Central University of Gujarat
- Other name: CUG
- Type: Public Central Research University
- Established: 2009; 17 years ago
- Accreditation: NAAC with Grade 'A+'
- Affiliations: UGC, NAAC, ACU
- Chancellor: Dr. Hasmukh Adhia, IAS (Retd.)
- Vice-Chancellor: Atanu Bhattacharya (I/C)
- Visitor: President of India
- Location: Village - Kundhela, Taluka - Dabhoi, Vadodara, Gujarat, 391107, India 22°12′00″N 73°16′00″E﻿ / ﻿22.1999167°N 73.2666106°E
- Campus: 100 acres (40 ha); Rural;
- Language: English
- Website: www.cug.ac.in

= Central University of Gujarat =

Central university in Vadodara, Gujarat, India

Central University of Gujarat is a Public Central Research University in Kundhela Village, Dabhoi Taluka, Vadodara, Gujarat, India, offering courses at undergraduate, postgraduate, and doctoral levels. Prof. Atanu Bhattacharya is In-Charge Vice-Chancellor of Central University of Gujarat.

The university includes 11 schools, 16 academic departments, and 3 centres.

== Organization & Governance ==
The Central University of Gujarat has eleven schools in different disciplines with various departments within them. It has three Centres also.

=== Schools & Centres ===
The university has 11specialized schools imparting education in various fields. Some schools have further specialized centres within them.
- School of Applied Material Science (SAMS)
- School of Chemical Sciences (SCS)
- School of Education (SE)
  - Department of Studies in Research and Education(CSRE)
- School of Environment and Sustainable Development (SESD)
- School of International Studies (SIS)
  - Politics & International Relations (School level) (PIR) Established in 2012, the PIR-SIS offers postgraduate course in Politics & International Relations.
  - Department of International Politics (DIP) offers doctoral programme in International politics.
- School of Language, Literature and Culture Studies (SLLCS)
  - Department of German Studies (DGS) offers undergraduate, postgraduate, and doctoral courses in German language, people, and culture.
  - Department of Comparative Literature and Translation Studies (DCLTS)
  - Department of English Studies (DES)
  - Department of Hindi Language & Literature (DHLL)
  - Department of Gujarati Language & Literature (DGLL)
  - Department of Chinese Studies (DCS)
- School of Library & Information Sciences (SLIS)
- School of Life Sciences (SLS)
- School of Nano Sciences (SNS)
- School of National Security Studies (SNSS)
  - Department of Security Studies (DSS)
  - Department of Strategic Technologies (Cyber/Space) (DST)
  - Department of Maritime Security
- School of Social Sciences (SSS)
  - Department of Studies in Social Management (DSSM)
  - Department of Studies in Society and Development (DSSD)
  - Department of Studies in Science, Technology and Innovation policy (DSSTIP)
  - Department of Studies in Economics and Planning (DSEP)
  - Department of Gandhian Thought and Peace Studies (DGTPS)

==== Special Centre ====
- Centre for Diaspora Studies (CDS)
- Centre for Health Culture and Personality Development (CHCPD)
- Dr.
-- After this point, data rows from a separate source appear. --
PR #949, opened 2016-06-02
    WINDUP-1043  Report index - 2 charts with duplicated information

OndraZizka:


OndraZizka:
I'll make it a bit narrower as shown during meeting.

OndraZizka:
Reorg

OndraZizka:
Reorg 2

OndraZizka:
Now the tables and charts are bound in one "cell", so they stack together on smaller devices.

mareknovotny:
fyi there is shown https://github.com/windup/windup/wiki/images/report-jee-example-application-report-index-page.png in https://github.com/windup/windup/wiki/Review-the-Report, which needs to replace new layout if this is merged

mareknovotny:
I like Reorg https://github.com/windup/windup/pull/949#issuecomment-223345800 , but there are tables too wide, so reducing table width would get more points from me.

d-s:
Let's set this aside for now. Tobias feels strongly about the presentation of this report, and I guess it was discussed a few months ago, so let's leave it as is for 2.6.

Maarc:
Nice changes :) In my custom reports I generate a view like "Reorg 2" or "Reorg" without tables. It makes it easier to explain.

jsight:
@Maarc I agree, although Tobias did not like it very much when we brought it up to him a few months ago. If we have agreement from you and him, I would be ok with merging this.

PR #951, opened 2016-06-03
Shared libs section in app list t145

OndraZizka:


graph/api/src/main/java/org/jboss/windup/graph/model/ProjectModel.java
```diff
@@ -101,18 +106,32 @@
     void setVersion(String version);
 
     /**
-     * Contains the project's name.
+     * Project's name. This is most often derived from project's root filename.
```
jsight: I don't think it is accurate that this is generally derived from the root filename. Most are derived from the maven name or manifest.mf name.

OndraZizka: Fixed.
     * Project's name.
     * This is often derived Maven name or MANIFEST.MF name or from project's root filename.

OndraZizka:
Rebased.

PR #953, opened 2016-06-03
WINDUP-1068: XML Schema Validation causes a couple of issues with eff…

jsight:
https://issues.jboss.org/browse/WINDUP-1068

Also fixes:
https://issues.jboss.org/browse/WINDUP-1070


OndraZizka:
Looks good to me too.

PR #1157, opened 2017-06-29
Additional component extractions across templates showing builds

clekstro:
We current share a good amount of boilerplate between templates (as mentioned in #1155), which this seeks to further reduce by extracting a `build-layout` component and leveraging the previously added `repository-layout` component where possible.


clekstro:
There's actually a decent amount more of duplicated computed properties as a result of this. ✂️ ✂️

clekstro:
Given the component portion of this is done and I've started creeping into controller improvements, going to merge this and proceed in another PR...

PR #1162, opened 2017-07-04
Change to using individual lodash functions

backspace:
This saves over 130kB from vendor.js!

### DIFF
--- a/app/models/build.js
+++ b/app/models/build.js
@@ -1,6 +1,6 @@
 /* global moment */
 import safelistedConfigKeys from 'travis/utils/safelisted-config-keys';
-import _object from 'lodash/object';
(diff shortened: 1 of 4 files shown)


backspace:
Thanks to @simonihmig’s [tweet](https://twitter.com/simonihmig/status/881625402430631937), I wanted to check out the visualisation of a production build of `travis-web`.

image

It looked pretty good, but `lodash` was taking up a lot of space, especially considering we only use two of its functions. Hence this PR, which removes almost all of that `lodash` space!

image

simonihmig:
@backspace Awesome, good to see this has already been helpful! And thanks for pulling me in. Had a chat with @stefanpenner, and we will try make this even easier to use and to integrate it better into ember-cli...

PR #1166, opened 2017-07-05
Add hack to subscribe to channels in background

backspace:
This is another possibility for #1159.


backspace:
While this does mean people could miss events as the backlog of channels is subscribed to, it seems worth it.

PR #1168, opened 2017-07-06
Bump Ember to 2.14.0

clekstro:


clekstro:
Seems fine in the PR env. Merging.

PR #1170, opened 2017-07-07
Glimmer3

iezer:
@mixonic Here's a branch where I've run the migrator this morning. Best to review commit by commit to see what I had to manually change. Here are some notes on things that need to be addressed. I'll look at them today.

 - No initializers are being run.

 - Two-word services are not getting looked up correctly. For example `sessionStorage: service()` has to change to `sessionStorage: service('session-storage')`. I think this is because the old resolver is converting to from camelCase to dasherized but not the new one.

 - The travis app uses a custom `Location` type and these aren't getting resolved. I think these can be fixed in the resolver and/or resolver-config. I had a fix for this on an old resolver branch.

 - There are a few places where I had to change the import path for `environment/config`, the Resolver, and the App. These should be done by the migrator. Some of these are handled by https://github.com/rwjblue/ember-module-migrator/pull/49


clekstro:
@iezer We're thrilled to be your guinea pigs!

> The travis app uses a custom Location type and these aren't getting resolved. I think these can be fixed in the resolver and/or resolver-config. I had a fix for this on an old resolver branch.

Just wanted to mention that this was removed in an earlier commit (see e71862c7). It's probably a valid use case to support, but not something that affects us anymore.

iezer:
@clekstro Good to know. Thanks for the info. I'm going to close this PR. We'll have another branch to show more progress here in a few days.

PR #1171, opened 2017-07-08
Avoid / in component names

mixonic:
This makes the repo much happier when converted to the module unification filesystem layout.


backspace:
I merged this in #1172. For reasons mysterious to me, the PR builds were never running, but when I made a PR myself, the push build did run and passed. [This PR build is still not running](https://travis-ci.org/travis-ci/travis-web/builds/251363717) as I write this but GitHub is showing it as passed because it was the same commit in my PR. I’ve somehow lost the attribution of the commit to you though! I’m sorry.

clekstro:
@mixonic Thanks. I was totally unaware of this.

PR #1172, opened 2017-07-08
Avoid / in component names

backspace:
This makes the repo much happier when converted to the module
unification filesystem layout.

(This is the same as #1171, just wondering why the jobs haven’t started yet)


backspace:
I don’t understand why the PR build for #1172 and this PR are still not running, but the push build has completed. I’m going to merge anyway… 😳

Ambedkar Centre for Excellence (DACE)

==2009 Bill==
The Central Universities Bill 2009 aims at creating one new central university each in Bihar, Gujarat, Haryana, Himachal Pradesh, Jammu and Kashmir, Jharkhand, Karnataka, Kerala, Odisha, Punjab, Rajasthan and Tamil Nadu.

It also seeks to convert Guru Ghasidas Vishwavidyalaya in Chhattisgarh, Harisingh Gour Vishwavidyalaya in Sagar (Madhya Pradesh) and Hemwati Nandan Bahuguna Garhwal University in Uttarakhand into Central universities.